┌─ PROVIDED INFORMATION
PR #2925, opened 2025-12-12
Improve accuracy of transactions origin Part 1: Refactor to allow caching transaction metadata

tonidero:
### Description
The final objective of these PRs are to have more reliability on all transaction metadata that normally gets sent with a purchase POST /receipt. In rare scenarios, when this request fails, the transaction metadata is currently lost. This will cache this information on disk, so we can recover it and post it (in follow-up PRs).

Main changes in this PR:
- Made `ReceiptInfo` serializable by making it include only the information that we currently post to the backend. This cascaded into a whole lot of changes unfortunately. 
- Move pending transactions handling to the PostReceiptHelper, so we can cache metadata for these pending purchases in the same location we currently cache non pending transactions.


purchases/src/main/kotlin/com/revenuecat/purchases/PostReceiptHelper.kt
```diff
@@ -145,10 +147,21 @@ internal class PostReceiptHelper(
         storeUserID: String?,
         marketplace: String?,
         initiationSource: PostReceiptInitiationSource,
+        purchaseState: PurchaseState,
         onSuccess: (PostReceiptResponse) -> Unit,
         onError: PostReceiptDataErrorCallback,
     ) {
         val presentedPaywall = paywallPresentedCache.getAndRemovePresentedEvent()
+
+        if (purchaseState == PurchaseState.PENDING) {
```
tonidero, line 156: This check has been moved from the previous position in the `PostTransactionWithProductDetailsHelper`. Plan is to have pending transactions get to this point. And before returning an error here, cache all transaction metadata, unifying where we cache all this transaction metadata into a single place.

purchases/src/main/kotlin/com/revenuecat/purchases/PostTransactionWithProductDetailsHelper.kt
```diff
@@ -29,84 +27,77 @@ internal class PostTransactionWithProductDetailsHelper(
         transactionPostError: (ErrorPurchaseCallback)? = null,
     ) {
         transactions.forEach { transaction ->
-            if (transaction.purchaseState != PurchaseState.PENDING) {
```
└─
▶ [WHAT YOU ARE ASKED TO DO]:
Copy each line of the records above that carries the word "these".

▶ [RESULT OF THIS EXERCISE]:
The final objective of these PRs are to have more reliability on all transaction metadata that normally gets sent with a purchase POST /receipt. In rare scenarios, when this request fails, the transaction metadata is currently lost. This will cache this information on disk, so we can recover it and post it (in follow-up PRs).
- Move pending transactions handling to the PostReceiptHelper, so we can cache metadata for these pending purchases in the same location we currently cache non pending transactions.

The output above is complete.